Word Pattern

Given a pattern string and a space-separated string s, determine if s follows the same pattern. Each pattern character maps to exactly one word, and no two characters map to the same word.

Function signature

func WordPattern(pattern string, s string) bool

Inputs / outputs

• pattern: pattern of characters.
• s: space-separated words.
• Return: true if the pattern matches, else false.

Example

pattern = "abba", s = "dog cat cat dog"
Output: true

pattern = "abba", s = "dog cat cat fish"
Output: false

Constraints

• 0 <= len(pattern) <= 100_000
• s contains words separated by single spaces.

Core idea (near-solution)

You need a bijection between pattern characters and words.
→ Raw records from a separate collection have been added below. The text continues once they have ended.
PR #445, opened 2023-06-09
Handle samples with no abundances in heatmap

alenajk:
## Status
- [x] **Ready**

## Description

Currently, the custom plots abundances heatmap includes 0s even when the sample in question has no abundances calculated at all for it. For samples that have some abundances, but 0 for other taxa, a 0 value makes sense, but when a sample has no abundances at all, 0 should not be used as a stand-in. We would like to plot columns for samples fitting these criteria (no abundances calculated) as blank/none, and position them to one side of the chart.

image

## Related PRs
- [x] This PR is independent

### DIFF
--- a/onecodex/analyses.py
+++ b/onecodex/analyses.py
@@ -42,10 +42,11 @@ class AnalysisMixin(
 
     def _get_auto_rank(self, rank):
         """Attempt to figure out what rank we should use for analyses."""
+        from onecodex.dataframes import OneCodexAccessor
 
         if rank == Rank.Auto:
             # if we're an accessor for a ClassificationsDataFrame, use its _rank property
-            if self.__class__.__name__ == "OneCodexAccessor":
+            if isinstance(self, OneCodexAccessor):
                 return self._rank
 
             if AbundanceMetric.has_value(self._metric) or self._is_metagenomic:
@@ -255,13 +256,23 @@ class AnalysisMixin(
         return magic_metadata, magic_fields
 
     @property
-    def all_nan_classification_ids(self):
-        if self.__class__.__name__ == "OneCodexAccessor":
-            if self._all_nan_classification_ids is None:
+    def _all_nan_classification_ids(self):
+        """
+        Provide list of classification ids for which there are no abundances calculated.
+
+        This can be used in plotting functions that may want to exclude or represent samples or
+        classifications in this category differently. Since plotting functions can be called on
+        `SampleCollection`s or `OneCodexAccessor`s, storing this list is safest, before
+        dataframe manipulation happens and information is possibly lost.
+        """
+        from onecodex.dataframes import OneCodexAccessor
+
+        if isinstance(self, OneCodexAccessor):
+            if self.ocx_all_nan_classification_ids is None:
                 # We rely on this list for accurate plot data, and it shouldn't ever be None, but if
                 # it is None, we raise an exception to avoid generating misleading plots
                 raise OneCodexException("Unable to fetch list of all_nan_classification_ids")
-            return self._all_nan_classification_ids
+            return self.ocx_all_nan_classification_ids
         return _get_all_nan_classification_ids(self._results)
 
     def to_df(self, analysis_type=AnalysisType.Classification, **kwargs):
@@ -451,7 +462,7 @@ class AnalysisMixin(
             "ocx_metric": self._metric,
             "ocx_taxonomy": self.taxonomy.copy(),
             "ocx_normalized": normalize,
-            "ocx_all_nan_classification_ids": self.all_nan_classification_ids,
+            "ocx_all_nan_classification_ids": self._all_nan_classification_ids,
         }
 
         # generate long-format table
--- a/onecodex/analyses.py
+++ b/onecodex/analyses.py
@@ -19,6 +19,14 @@ from onecodex.viz import (
 )
 
 
+def get_all_nan_classification_ids(df):
+    all_nan_classification_ids = []
+    for class_id, is_all_nan in df.isnull().all(1).items():
+        if is_all_nan:
+            all_nan_classification_ids.append(class_id)
+    return all_nan_classification_ids
+
+
 class AnalysisMixin(
     VizPCAMixin, VizHeatmapMixin, VizMetadataMixin, VizDistanceMixin, VizBargraphMixin
 ):
@@ -245,6 +253,11 @@ class AnalysisMixin(
                         magic_fields[f] = str_f
 
         return magic_metadata, magic_fields
+
+    @property
+    def all_nan_classification_ids(self):
+        df = self._results.copy()
+        return get_all_nan_classification_ids(df)
 
     def to_df(self, analysis_type=AnalysisType.Classification, **kwargs):
         """
--- a/onecodex/analyses.py
+++ b/onecodex/analyses.py
@@ -306,6 +306,7 @@ class AnalysisMixin(
         normalize="auto",
         table_format="wide",
         include_taxa_missing_rank=False,
+        include_nans=False,
     ):
         """Generate a ClassificationDataFrame, performing any specified transformations.
 
@@ -350,7 +351,7 @@ class AnalysisMixin(
                 )
 
         rank = self._get_auto_rank(rank)
-        df = self._results.copy()
+        df = self._collate_results(include_nans=include_nans).copy()
 
         # subset by taxa
         if rank:
--- a/onecodex/analyses.py
+++ b/onecodex/analyses.py
@@ -351,7 +351,10 @@ class AnalysisMixin(
                 )
 
         rank = self._get_auto_rank(rank)
-        df = self._collate_results(include_nans=include_nans).copy()
+
+        df = self._results.copy()
+        if not include_nans:
+            df = df.fillna(0)
 
         # subset by taxa
         if rank:
--- a/onecodex/analyses.py
+++ b/onecodex/analyses.py
@@ -256,8 +256,9 @@ class AnalysisMixin(
 
     @property
     def all_nan_classification_ids(self):
-        df = self._results.copy()
-        return get_all_nan_classification_ids(df)
+        if self.__class__.__name__ == "OneCodexAccessor":
+            return self._all_nan_classification_ids
+        return get_all_nan_classification_ids(self._results)
 
     def to_df(self, analysis_type=AnalysisType.Classification, **kwargs):
         """
@@ -321,7 +322,7 @@ class AnalysisMixin(
         include_taxa_missing_rank=False,
         include_nans=False,
     ):
-        """Generate a ClassificationDataFrame, performing any specified transformations.
+        """Generate a ClassificationsDataFrame, performing any specified transformations.
 
         Takes the ClassificationsDataFrame associated with these samples, or SampleCollection,
         does some filtering, and returns a ClassificationsDataFrame copy.
@@ -441,6 +442,7 @@ class AnalysisMixin(
             "ocx_metric": self._metric,
             "ocx_taxonomy": self.taxonomy.copy(),
             "ocx_normalized": normalize,
+            "_all_nan_classification_ids": self.all_nan_classification_ids,
         }
 
         # generate long-format table
--- a/onecodex/analyses.py
+++ b/onecodex/analyses.py
@@ -19,7 +19,7 @@ from onecodex.viz import (
 )
 
 
-def get_all_nan_classification_ids(df):
+def _get_all_nan_classification_ids(df):
     all_nan_classification_ids = []
     for class_id, is_all_nan in df.isnull().all(1).items():
         if is_all_nan:
@@ -258,9 +258,11 @@ class AnalysisMixin(
     def all_nan_classification_ids(self):
         if self.__class__.__name__ == "OneCodexAccessor":
             if self._all_nan_classification_ids is None:
+                # We rely on this list for accurate plot data, and it shouldn't ever be None, but if
+                # it is None, we raise an exception to avoid generating misleading plots
                 raise OneCodexException("Unable to fetch list of all_nan_classification_ids")
             return self._all_nan_classification_ids
-        return get_all_nan_classification_ids(self._results)
+        return _get_all_nan_classification_ids(self._results)
 
     def to_df(self, analysis_type=AnalysisType.Classification, **kwargs):
         """
@@ -322,7 +324,8 @@ class AnalysisMixin(
         normalize="auto",
         table_format="wide",
         include_taxa_missing_rank=False,
-        include_nans=False,
+        fill_missing=True,
+        filler=0,
     ):
         """Generate a ClassificationsDataFrame, performing any specified transformations.
 
@@ -347,6 +350,10 @@ class AnalysisMixin(
         include_taxa_missing_rank : bool, optional
             Whether or not to include taxa that do not have a designated parent at `rank` (will be
             grouped into a "No <rank>" column).
+        fill_missing : bool, optional
+            Fill np.nan values
+        filler : float, optional
+            Value with which to fill np.nans
 
         Returns
         -------
@@ -369,8 +376,8 @@ class AnalysisMixin(
         rank = self._get_auto_rank(rank)
 
         df = self._results.copy()
-        if not include_nans:
-            df = df.fillna(0)
+        if fill_missing:
+            df = df.fillna(filler)
 
         # subset by taxa
         if rank:
@@ -444,7 +451,7 @@ class AnalysisMixin(
             "ocx_metric": self._metric,
             "ocx_taxonomy": self.taxonomy.copy(),
             "ocx_normalized": normalize,
-            "_all_nan_classification_ids": self.all_nan_classification_ids,
+            "ocx_all_nan_classification_ids": self.all_nan_classification_ids,
         }
 
         # generate long-format table
--- a/onecodex/analyses.py
+++ b/onecodex/analyses.py
@@ -268,11 +268,11 @@ class AnalysisMixin(
         from onecodex.dataframes import OneCodexAccessor
 
         if isinstance(self, OneCodexAccessor):
-            if self.ocx_all_nan_classification_ids is None:
+            if self._ocx_all_nan_classification_ids is None:
                 # We rely on this list for accurate plot data, and it shouldn't ever be None, but if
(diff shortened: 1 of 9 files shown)


onecodex/models/collection.py
```diff
@@ -362,6 +368,8 @@ def _collate_results(self, metric=None, include_host=None):
         self._cached["results"] = df
```
audy, line 368: Suggestion: add a new function `_calculate_collated_results` that does all of the above math but doesn't save anything in cached results. Then, call said method in `_collate_results`. Use new method in `_cluster_by_sample` so that you avoid the cache altogether.

I think maybe we discussed this and realized that it wasn't that easy so apologies if this doesn't make sense.

lynchde:
Just testing locally with some of my own samples (abundances_w_children), and it looks as though we're clustering the samples without abundances with the samples that have 0 for the top_n species in the heatmap plot. I.e. it looks as though we're treating the no-abundance samples as 0% abundance in the clustering call.
(Screenshot without sample names. White bars are samples that don't have abundance estimates. Navy bars are samples that have abundance estimates, but the top 20 species for the collection are 0% for those samples). 
image

Is there any way we can force the non-abundance samples not to cluster amongst the 0% abundance for top_n samples? I.e. force the samples that don't have abundances to be on the right of the plot, and only cluster that samples that do have abundances estimated?

onecodex/dataframes.py
```diff
@@ -52,12 +59,14 @@ def __init__(
...
         ocx_metadata=None,
         ocx_normalized=None,
+        _all_nan_classification_ids=None,
     ):
         self.ocx_rank = ocx_rank
         self.ocx_metric = ocx_metric
         self.ocx_taxonomy = ocx_taxonomy
         self.ocx_metadata = ocx_metadata
         self.ocx_normalized = ocx_normalized
+        self._all_nan_classification_ids = _all_nan_classification_ids
```
audy, line 69: prepend `ocx_` instead of `_`

onecodex/analyses.py
```diff
@@ -306,8 +322,9 @@ def _to_classification_df(
         normalize="auto",
         table_format="wide",
         include_taxa_missing_rank=False,
+        include_nans=False,
```
audy, line 325: Make kwarg names consistent with `_to_functional_df` (`filler` & `fill_missing`). I think the default will have to be different though for backwards compatibility.

onecodex/distance.py
```diff
@@ -141,7 +141,7 @@ def unifrac(self, weighted=True, rank=Rank.Auto):
         """
         import skbio.diversity
 
-        df = self.to_df(rank=rank, normalize=self._guess_normalized())
+        df = self.to_df(rank=rank, normalize=self._guess_normalized()).fillna(0)
```
audy, line 144: You should be able to pass `replace_nans` and `filler` to `to_df`

onecodex/models/collection.py
```diff
@@ -350,7 +353,10 @@ def _collate_results(self, metric=None, include_host=None):
                 if not include_host and d_tax_id in host_tax_ids:
                     continue
 
-                data[c_idx, tax_id_to_idx[d_tax_id]] = d[metric] or 0
+                if metric in [Metric.AbundanceWChildren, Metric.Abundance]:
```
audy, line 356: I don't think you need this check anymore after lines 342-343. The default value should already be `0` for metrics other than `AbundanceWChildren` and `Abundance`

onecodex/analyses.py
```diff
@@ -246,6 +254,14 @@ def _metadata_fetch(self, metadata_fields, label=None):
 
         return magic_metadata, magic_fields
 
+    @property
+    def all_nan_classification_ids(self):
+        if self.__class__.__name__ == "OneCodexAccessor":
+            if self._all_nan_classification_ids is None:
```
audy, line 260: Add comment about why this check is necessary

onecodex/analyses.py
```diff
@@ -19,6 +19,14 @@
 )
 
 
+def get_all_nan_classification_ids(df):
```
audy, line 22: Prepend with `_` since this isn't being used anywhere else

onecodex/viz/_distance.py
```diff
@@ -42,19 +42,33 @@ def _compute_distance(self, rank, metric):
         return distances
 
     def _cluster_by_sample(
-        self, rank=Rank.Auto, metric=BetaDiversityMetric.BrayCurtis, linkage=Linkage.Average
+        self,
+        all_nan_classification_ids=None,
```
audy, line 46: I thin you can get this from `self.all_nan_classification_ids` since that's defined on `AnalysisMixin` which works for both `ClassificationsDataFrame` and `SampleCollection`

onecodex/analyses.py
```diff
@@ -246,6 +254,14 @@ def _metadata_fetch(self, metadata_fields, label=None):
 
         return magic_metadata, magic_fields
 
+    @property
+    def all_nan_classification_ids(self):
+        if self.__class__.__name__ == "OneCodexAccessor":
```
audy, line 259: Add a comment that this case happens when `self` is a `ClassificationsDataFrame`

onecodex/viz/_heatmap.py
```diff
@@ -238,6 +251,25 @@ def plot_heatmap(
...
+            if self.__class__.__name__ == "OneCodexAccessor":
+                # the df of a `OneCodexAccessor` does not have NaNs, and we want to display
+                # all_nan_classificaion_id columns as white instead of color corresponding to 0
+                d = d.replace(0.0, np.nan)
+            dropped.append(d)
+            index = df[(df == classification_id).any(axis=1)].index
+            df = df.drop(index)
+
+        df = df.replace(np.nan, 0)
+        for dropped_df in dropped:
```
audy, line 268: optimization (`pd.concat` is slow): `pd.concat([df, *dropped])`

audy (changes requested):

onecodex/dataframes.py
```diff
@@ -52,12 +59,14 @@ def __init__(
         ocx_taxonomy=None,
         ocx_metadata=None,
         ocx_normalized=None,
+        _all_nan_classification_ids=None,
```
audy, line 62: prepend ocx_ instead of _ for consistency

onecodex/models/collection.py
alenajk: The value in d[metric] would still be possibly `None` though, so as far as I can see we either need this check or to replace what we have with something like
```
if d[metric]:
    data[c_idx, tax_id_to_idx[d_tax_id]] = d[metric]
```
Maybe that's clearer ^ - wdyt?

audy: oops. You're right. I think `d[metric] or 0` is clearer.

onecodex/viz/_distance.py
alenajk: True, but this is used by `plot_distance`, in which we actually want to exclude the samples/classifications entirely from the plot (in a separate PR). Since the behavior is different, and because we actually use more than just the `ids_in_order`, I wanted to keep this as a parameter so that `plot_distance` could _not_ pass anything and keep its current behavior for now. Let me know if you have thoughts though or another idea about handling these two cases.

audy (approved):

GSGerritsen (approved):
This seems like a very reasonable way to handle the nan stuff. One suggestion is that it could be nice to put the text from the PR description (or some variant of it) _somewhere_ in the code. It serves as a nice explanation for all the special handling with nans, up to you though!

onecodex/viz/_heatmap.py
```diff
@@ -238,6 +251,24 @@ def plot_heatmap(
...
+                # all_nan_classification_id columns as white instead of color corresponding to 0
+                d = d.replace(0.0, np.nan)
+            dropped.append(d)
+            index = df[(df == classification_id).any(axis=1)].index
+            df = df.drop(index)
+
+        df = df.replace(np.nan, 0)
+        df = pd.concat([df, *dropped])
+
+        assert set(df["Label"].values) == set(labels_in_order)
```
jairideout, line 270: is this assert needed?

onecodex/viz/_heatmap.py
```diff
@@ -238,6 +251,24 @@ def plot_heatmap(
                 haxis, header=alt.Header(titleOrient="bottom", labelOrient="bottom")
             )
 
+        # Drop all-NaN rows, convert remaining NaNs to 0s, and concat
+        # dropped all-NaN rows to the end
+        dropped = []
+        for classification_id in all_nan_classification_ids:
```
jairideout, line 257: Since we know which rows we want to move to the end, I think we can accomplish this with less work:

```python
ids_with_data = []
for classification_id in df.index:
    if classification_id not in all_nan_classification_ids:
        ids_with_data.append(classification_id)

df = df.reindex(ids_with_data + all_nan_classification_ids)
```

onecodex/analyses.py
```diff
@@ -246,6 +254,16 @@ def _metadata_fetch(self, metadata_fields, label=None):
 
         return magic_metadata, magic_fields
 
+    @property
+    def all_nan_classification_ids(self):
```
jairideout, line 258: Can we make this a "private" property, i.e. `_all_nan_classification_ids`? It's a pretty internal thing that we might not want to commit to having in the public API (yet)

tests/test_viz.py
```diff
@@ -254,6 +254,80 @@ def test_plot_heatmap(ocx, api_data):
...
+        .isnull()
+        .any()
+        == False  # noqa
+    )
+
+    # Sample with all NaNs should be at the end
+    assert chart.encoding.x.sort[-1] == all_nan_sample.filename
+
+
+def test_plot_heatmap_on_df_plots_all_nan_samples_with_nans(ocx, api_data):
```
jairideout, line 294: what's the difference between this test and the one above it?

onecodex/models/collection.py
```diff
@@ -339,6 +339,9 @@ def _collate_results(self, metric=None, include_host=None):
 
         data = np.zeros((len(self._classifications), len(tax_info.index)), dtype=metric_dtype)
 
+        if metric in [Metric.AbundanceWChildren, Metric.Abundance]:
+            data[:] = np.nan
```
jairideout, line 343: `ndarray.fill()` is a bit faster ([link](https://stackoverflow.com/a/1704853/3776794)):

```python
data.fill(np.nan)
```

The only reason I mention it is because this part of the code is the slowest part when plotting lots of data

onecodex/viz/_heatmap.py
alenajk: Not strictly - @audy had suggested it to make sure that we aren't ever ending up in a situation where we have a mismatch between the chart and the `labels_in_order`, which would lead to an incorrect plot

tests/test_viz.py
alenajk: This tests that the functionality works for `plot_heatmap` called on a `OneCodexAccesor` , ie `samples.to_df().ocx.plot_heatmap`. Since `OneCodexAccessor` uses its own version of `_results`, we need to make sure that we're getting the same functionality (by storing `all_nan_classification_ids` on both `SampleCollection`s and `OneCodexAccessor`s) in both cases

onecodex/analyses.py
alenajk: Sure, that makes sense (although it will necessitate renaming the attribute on `OneCodexAccessor`s something else besides `_all_nan_classification_ids` to distinguish between the two). But also, how does leaving it as-is commit us to anything?

onecodex/viz/_heatmap.py
alenajk: We also need to fill the df with 0s for the `None`s that _don't_ correspond to classifications with no abundances calculated. Also, I think we would still need to replace `0.0` with `np.nan` in the case that we are dealing with a `OneCodexAccessor`

onecodex/models/collection.py
```diff
@@ -350,7 +353,10 @@ def _collate_results(self, metric=None, include_host=None):
                 if not include_host and d_tax_id in host_tax_ids:
                     continue
 
-                data[c_idx, tax_id_to_idx[d_tax_id]] = d[metric] or 0
+                if metric in [Metric.AbundanceWChildren, Metric.Abundance]:
+                    data[c_idx, tax_id_to_idx[d_tax_id]] = d[metric]
```
pkonieczny, line 357: Should we use `d[metric] or np.nan` here?

onecodex/viz/_distance.py
```diff
@@ -64,14 +79,18 @@ def _cluster_by_sample(
...
+        import numpy as np
         from scipy.cluster import hierarchy
         from scipy.spatial.distance import squareform
         from sklearn.metrics.pairwise import euclidean_distances
 
-        dist_matrix = euclidean_distances(self._results.T).round(6)
-        clustering = hierarchy.linkage(squareform(dist_matrix), method=linkage)
+        df = self._results.dropna(how="all").replace(np.nan, 0)
+
+        dist_matrix = euclidean_distances(df.T).round(6)
```
pkonieczny, line 89: Could we use https://scikit-learn.org/stable/modules/generated/sklearn.metrics.pairwise.nan_euclidean_distances.html#sklearn.metrics.pairwise.nan_euclidean_distances and not fill in 0's here?

pkonieczny (approved):
I'm not a big fan of `all_nan_classification_id` params, but I do think it's better to merge as is and refactor later on.

onecodex/viz/_distance.py
pkonieczny: Scratch that, we do want the distances to 0 calculated

onecodex/viz/_heatmap.py
jairideout: I'm confused why a classification in `all_nan_classification_ids` has zeros instead of nans (the "all nan" part of the name is kind of misleading). Is there a way to handle that upstream from here so that `all_nan_classification_ids` will always point to classifications that are all nans?

onecodex/viz/_heatmap.py
```diff
@@ -238,6 +251,24 @@ def plot_heatmap(
...
+            d = df[(df == classification_id).any(axis=1)]
```
jairideout, line 258: To get a specific row in a dataframe by index label:

```python
row = df.loc[classification_id]
```

onecodex/viz/_heatmap.py
```diff
@@ -238,6 +251,24 @@ def plot_heatmap(
...
+            if self.__class__.__name__ == "OneCodexAccessor":
+                # the df of a `OneCodexAccessor` does not have NaNs, and we want to display
+                # all_nan_classification_id columns as white instead of color corresponding to 0
+                d = d.replace(0.0, np.nan)
+            dropped.append(d)
+            index = df[(df == classification_id).any(axis=1)].index
```
jairideout, line 264: lines 264 and 265 can be replaced with:

```python
df = df.drop(classification_id)
```

jairideout:
@alenajk @audy maybe it'd be simpler to filter out all nan / zeros samples in `to_df()`, like we do for taxa with the `remove_zeros=True` param? We could raise a warning if any samples are removed, and Custom Plots already catches `PlottingWarning`s and displays them to the user. That's the behavior we want for the beta diversity distance plots ([DEV-8400](https://linear.app/onecodex/issue/DEV-8400/beta-diversity-distance-plot-should-not-cluster-samples-that-we-dont)), maybe we could do the same for heatmaps too?

onecodex/models/collection.py
alenajk: I think it shouldn't actually make a difference, but for consistency it is probably better

onecodex/viz/_heatmap.py
alenajk: I'm getting `KeyError` with that

onecodex/viz/_heatmap.py
alenajk: This isn't working for me, actually. It leads to a `KeyError`

alenajk:
@jairideout Thanks for the review! Re: `all_nan_classification_ids` sometimes having 0s, it's not really under our control, since even though we have paramerized `to_df` to allow for _not_ filling with 0s, you can call `plot_heatmap` on a `OneCodexAccesor`, and when it calls `to_df` internally, `to_df` references `self._results`, which is just the df you've instantiated the `OneCodexAccessor` with. This also is why we went further back instead of doing filtering in `to_df` or `to_classification_df`.

I can rename for clarity though - perhaps `no_abundances_classification_ids` or `classification_ids_with_no_abundances` would be clearer.

onecodex/models/collection.py
jairideout: Hmm but then `0.0` or `0` abundances will get coerced into `np.nan`. Is that something we want?

onecodex/viz/_heatmap.py
jairideout: oh my bad, I thought the rows in the dataframe were classification IDs, and the columns were taxa, but that's only the case when `to_df(table_format="wide")` is used (the format is `"long"` here)

onecodex/viz/_heatmap.py
jairideout: whoops, didn't realize we were using a `long` format df instead of `wide`

onecodex/analyses.py
alenajk: I have renamed it

onecodex/models/collection.py
alenajk: Ah, good point - no, we want to keep 0 and 0.0. I will revert to d[metric] in this case

onecodex/dataframes.py
```diff
@@ -172,7 +172,7 @@ def __init__(self, pandas_obj):
         self._metric = pandas_obj.ocx_metric
         self._rank = pandas_obj.ocx_rank
         self._results = pandas_obj
-        self._all_nan_classification_ids = pandas_obj.ocx_all_nan_classification_ids
+        self.ocx_all_nan_classification_ids = pandas_obj.ocx_all_nan_classification_ids
```
jairideout, line 175: the other attributes on this object aren't prefixed with `ocx_`, is there a reason this one is? the previous name `_all_nan_classification_ids` made sense to me, and it's a "private" name too

alenajk: It can't be the same name as the property on `AnalysisMixin` - I can put an underscore though

jairideout (approved):

PR #452, opened 2023-07-22
Fix plotting faceted heatmaps w/o abundances

audy:
## Status
- [x] **Ready**

## Description

* Issue is related to how we're subsetting the internal/results data frame when faceting. 

## Related PRs
- [x] This PR is independent

## TODOs

- [x] Tests


Keats (approved):

tests/test_viz.py
```diff
@@ -303,6 +303,24 @@ def test_plot_heatmap_plots_all_nan_samples_with_nans(ocx, api_data, is_onecodex
     assert chart.encoding.x.sort[-1] == all_nan_sample.filename
 
 
+def test_plot_heatmap_with_haxis_two_cluster_groups(ocx, api_data):
+    import numpy as np
+
+    samples = ocx.Samples.where(project="4b53797444f846c4")
+    sample1 = ocx.Samples.get("cc18208d98ad48b3")
```
jairideout, line 310: Do we actually need all that new test data? We could probably set one of the existing sample's abundances in that project to `np.nan` to reproduce the bug

audy: @jairideout there are branches in the code that only execute if there are >3 samples so we had to add some

tests/test_viz.py
```diff
@@ -303,6 +303,42 @@ def test_plot_heatmap_plots_all_nan_samples_with_nans(ocx, api_data, is_onecodex
...
+    # Set abundances for one sample to be all NaN
+    # (It should not be in the clustering group)
+    all_nan_sample = samples[1]
+    samples._results.loc[all_nan_sample.primary_classification.id] = np.nan
+    assert len(samples._all_nan_classification_ids) == 1
+
+    # # Make sure we are actually calling _cluster_by_sample
+    with mock.patch(
+        "onecodex.viz._distance.VizDistanceMixin._cluster_by_sample",
+        return_value="['4eed25415f6945dd', '6579e99943f84ad2', 'e0422602de41479f', '1198c7ce565643f9']",
```
jairideout, line 323: why do we need to mock the return_value in two places?

jairideout (approved):

tests/test_viz.py
alenajk: Ah, it's not, was just trying different ways -- updated!

PR #453, opened 2023-07-22
Fix CI for Python 3.7

audy:
## Status
- [x] **Ready**

## Description

Cython 3 breaks scikit-bio installation under Python 3.7 (scikit-bio>=0.5.8 has other incompatibility issues with Python 3.7). Since these are [build dependencies](https://github.com/biocore/scikit-bio/blob/0.5.7/pyproject.toml#L2), they cannot be pinned in `setup.py`.

This PR manually installs build deps for scikit-bio==0.5.7 under Python 3.7 to pin the Cython version.

## Related PRs
- [x] This PR is independent

## TODOs

- [x] Tests

### DIFF
--- a/.github/workflows/test.yml
+++ b/.github/workflows/test.yml
@@ -22,6 +22,12 @@ jobs:
         run: python -c "import sys; print(sys.version)"
       - name: Install dependencies in a venv
         run: |
+          # fix for installing scikit-bio==0.5.7 on python-3.7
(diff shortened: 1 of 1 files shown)


Keats:
3.7 is EOL, should we just drop supporting it?

jairideout (approved):

jairideout:
> 3.7 is EOL, should we just drop supporting it?

We need to find out if any of our customers are using py3.7, otherwise we can drop it

PR #491, opened 2024-02-21
Add alpha diversity stats tests

jairideout:
## Status
- [x] **Ready**

## Description
Added stats tests for significant differences between groups of alpha diversity values:

- Wilcoxon (2 groups, paired data)
- Mann-Whitney U (2 groups, unpaired data)
- Kruskal-Wallis with optional posthoc Dunn test (>=2 groups, unpaired data)

A reasonable test is chosen automatically based on the data unless the user specified one.

The tests are run via `SampleCollection.alpha_diversity_stats()`.

Closes DEV-9236

## Related PRs
- [x] This PR is independent


onecodex/stats.py
```diff
@@ -0,0 +1,288 @@
...
+        scipy.stats.wilcoxon
+        scipy.stats.mannwhitneyu
+        scipy.stats.kruskal
+        scikit_posthocs.posthoc_dunn
+
+        """
+        if not (0.0 < alpha < 1.0):
+            raise StatsException("`alpha` must be between 0 and 1 (exclusive).")
+
+        if not isinstance(group_by, tuple):
```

Track both directions:

• char -> word
• word -> char

Invariant: existing mappings must match whenever a character/word repeats.

Algorithm (step-by-step)

1. Split s into words.
2. If counts differ, return false.
3. Iterate over positions:
   • If pattern[i] is mapped, ensure it maps to the current word.
   • If word is mapped, ensure it maps back to pattern[i].
   • Otherwise, record both mappings.
4. Return true.

Correctness sketch

• Invariant: existing mappings must match whenever a character/word repeats.
• The map counts/associations are updated consistently per element.
• Lookups use this exact state, so decisions are based on full prior data.
• Therefore the result is correct for the entire input.

Trace (hand walkthrough)

Example input:
pattern = "abba", s = "dog cat cat dog"
Output: true

pattern = "abba", s = "dog cat cat fish"
Output: false

Walk:
- "abba" vs "dog cat cat dog": map a->dog, b->cat; reverse map ok -> true
- "abba" vs "dog cat cat fish": a->dog, b->cat; last word fish != dog -> false

Pitfalls to avoid

• Only mapping one direction.
• Ignoring mismatch in word count.

Complexity

• Time: O(n)
• Extra space: O(n) for maps.

Implementation notes (Go)

• Split by spaces and check the word count matches pattern length.
• Maintain two maps to enforce bijection.